Work item: Looking at each line of the data below, tally those that contain the word "creating" and give only the total.

+===+

PR #150, opened 2019-03-12
Add SystemMemoryProviders that can read from / write to given block

GuanLuo:


src/core/provider.h
```diff
@@ -35,6 +35,42 @@ namespace nvidia { namespace inferenceserver {
...
+
+  // Reserve a block of memory with size 'byte_size'
+  // 'byte_size' is the size of the memory to be reserved
+  // Return error if the SystemMemoryBlock has reserved memory
+  // with non-zero size
+  Status ReserveBlock(size_t byte_size);
+
+  // Return a pointer to the memory location. It is caller's responsibility
+  // to make sure the access to the memory is exclusive on write.
+  void* GetBlock() const;
```
deadeyegoodwin: We don't typically use "Get" prefix (and note you don't say GetByteSize). So I would change to just "Block".

src/core/provider.h
```diff
@@ -35,6 +35,42 @@ namespace nvidia { namespace inferenceserver {
...
+
+  // Return the byte size of the memory
+  size_t ByteSize() const { return byte_size_; }
+
+ private:
+  size_t byte_size_;
+  std::unique_ptr<char[]> buffer_;
+  void* referencing_block_;
```
deadeyegoodwin: This class seems more complicated than it needs to be. Why is it not just a size and buffer? A response provider will create it and wrap it in a shared_ptr. Then when the sceduler is creating the request providers that will provider this output to the "next" models, it simply makes a copy of the shared_ptr. I don't see what referencing_block_ and ReserveBlock are needed for.

src/core/provider.h
deadeyegoodwin: const void*
The returned block memory should not be modified as it may be shared.

src/core/provider.h
```diff
@@ -200,6 +236,36 @@ class HTTPInferRequestProvider : public InferRequestProvider {
...
+ private:
+  SystemMemoryInferRequestProvider(
+      const std::string& model_name, const int64_t version)
+      : InferRequestProvider(model_name, version)
+  {
+  }
+
+  std::unordered_map<
+      std::string, std::pair<std::shared_ptr<SystemMemoryBlock>, bool>>
+      input_map_;
```
deadeyegoodwin: Be consistent with naming. Here you say "input_map_", below it is output_block_. Other places you just say "blocks".

src/core/provider.h
GuanLuo: I see. referencing_block_ is for wrapping the data in the HTTP/GRPC request provider, so we don't need to copy them to create the provider for actual models.

But yes, ReserveBlock will not be needed if the response provide is creating the object.

src/core/provider.h
```diff
@@ -34,6 +34,37 @@
...
+class SystemMemoryBlock {
+ public:
+  // Create an SystemMemoryBlock object with 'byte_size'
+  SystemMemoryBlock(size_t byte_size);
+
+  // Create an SystemMemoryBlock that points to 'buffer' provided.
+  // 'buffer' is the memory that has been allocated. For instance,
+  // content returned by InferRequestProvider.GetNextInputContent().
+  // 'byte_size' is the size of the buffer
+  SystemMemoryBlock(const void* buffer, size_t byte_size);
```
deadeyegoodwin: I still don't understand the use case where this constructor is used. GetNextInputContent is used only by the backends to read input. The request provider content also has a lifetime tied to the provider, so you can't take a reference to it.

src/core/provider.h
```diff
@@ -34,6 +34,37 @@
...
+
+  // Return a pointer to the memory location.
+  const void* Buffer() const;
+
+  // Return the byte size of the memory
+  size_t ByteSize() const { return byte_size_; }
+
+ private:
+  friend class SystemMemoryInferResponseProvider;
```
deadeyegoodwin: Why does it need to be  a friend. That implies something is wrong with the abstraction.
Just add MutableBuffer() for non-const buffer access.

src/core/provider.cc
```diff
@@ -787,4 +809,148 @@ InferResponseProvider::FinalizeResponse(const InferenceBackend& is)
...
+
+  if (content_byte_size != output_blocks_[name]->ByteSize()) {
+    return Status(
+        RequestStatusCode::INVALID_ARG,
+        "unexpected size " + std::to_string(output_blocks_[name]->ByteSize()) +
+            " for output '" + name + "', expecting " +
+            std::to_string(content_byte_size));
+  }
+
+  *content = output_blocks_[name]->buffer_.get();
```
deadeyegoodwin: Call MutableBuffer

src/core/provider.cc
```diff
@@ -787,4 +809,148 @@ InferResponseProvider::FinalizeResponse(const InferenceBackend& is)
...
+{
+  *content = nullptr;
+
+  Output* output;
+  RETURN_IF_ERROR(CheckAndSetIfBufferedOutput(
+      name, content, content_byte_size, content_shape, &output));
+
+  // Always write output tensor to an output block no matter
+  // if output has cls field defined
+  if (output_blocks_.find(name) != output_blocks_.end()) {
```
deadeyegoodwin: Performance. Get the iterator to output_blocks_[name] once and then use it in all places below.

src/core/provider.h
```diff
@@ -35,16 +35,74 @@ namespace nvidia { namespace inferenceserver {
...
+//
+// SystemMemory used to access data in providers
+//
+class SystemMemory {
+ public:
+  // Get the 'idx'-th data block in the buffer. Using index to avoid
+  // maintaining internal state such that one buffer can be shared
+  // across multiple providers.
+  // 'idx' zero base index. Valid indices are continuous.
+  // 'byte_size' returns the byte size of the chunk of bytes. Returns 0 if
```
deadeyegoodwin: Returns nullptr if...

+===+

Task output: 2